Task
Below are the records; output them exactly from the first line through the line with "1) make a BLOB", stopping there.

Given records Block Start

Issue #3114, opened 2019-11-05
Inserting binary objects in vcl_backend_error


lkarsten:
Issue: when synthing error responses in vcl_backend_error, there is no way to synth a binary body.

Expected: being able to insert a static "sorry, we have issues" jpeg into cache when we don't have a backend.

Some context: 
I have a rig which serves (many) live images from a single backend. It is very important that this returns something sensible, but never something stale, when the backend is down.

First attempt with `set beresp.body = std.fileread("error-500.jpeg")` returns the first 4 bytes of the JPEG, since the later bytes in the file includes a \0. No warnings of a partial file being returned anywhere I can find. VFIL_readfile() will read the whole file as I understand it, but std.fileread() only use up until the first \0.

Having discussed this a bit with Geoff and learning about uplex' vmod-file, I think a way forward would be to allow:
1) make a BLOB from the contents of a file on disk (with PRIV_VCL lifetime), and
2) assign this blob to beresp.body in vcl_backend_error somehow.

In VCL it could look like:
```
sub vcl_init {
   new errorblob = blob.read_file("/etc/varnish/error.jpg");
}

sub vcl_backend_error {
    if (bereq.backend == imageserver && bereq.url ~ "\*.jpg") {
        set beresp.content-type = "image/jpeg";
        set beresp.body = errorblob;
    }
}
```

Given records Block End

Worked solution
Issue #3114, opened 2019-11-05
Inserting binary objects in vcl_backend_error


lkarsten:
Issue: when synthing error responses in vcl_backend_error, there is no way to synth a binary body.

Expected: being able to insert a static "sorry, we have issues" jpeg into cache when we don't have a backend.

Some context: 
I have a rig which serves (many) live images from a single backend. It is very important that this returns something sensible, but never something stale, when the backend is down.

First attempt with `set beresp.body = std.fileread("error-500.jpeg")` returns the first 4 bytes of the JPEG, since the later bytes in the file includes a \0. No warnings of a partial file being returned anywhere I can find. VFIL_readfile() will read the whole file as I understand it, but std.fileread() only use up until the first \0.

Having discussed this a bit with Geoff and learning about uplex' vmod-file, I think a way forward would be to allow:
1) make a BLOB from the contents of a file on disk (with PRIV_VCL lifetime), and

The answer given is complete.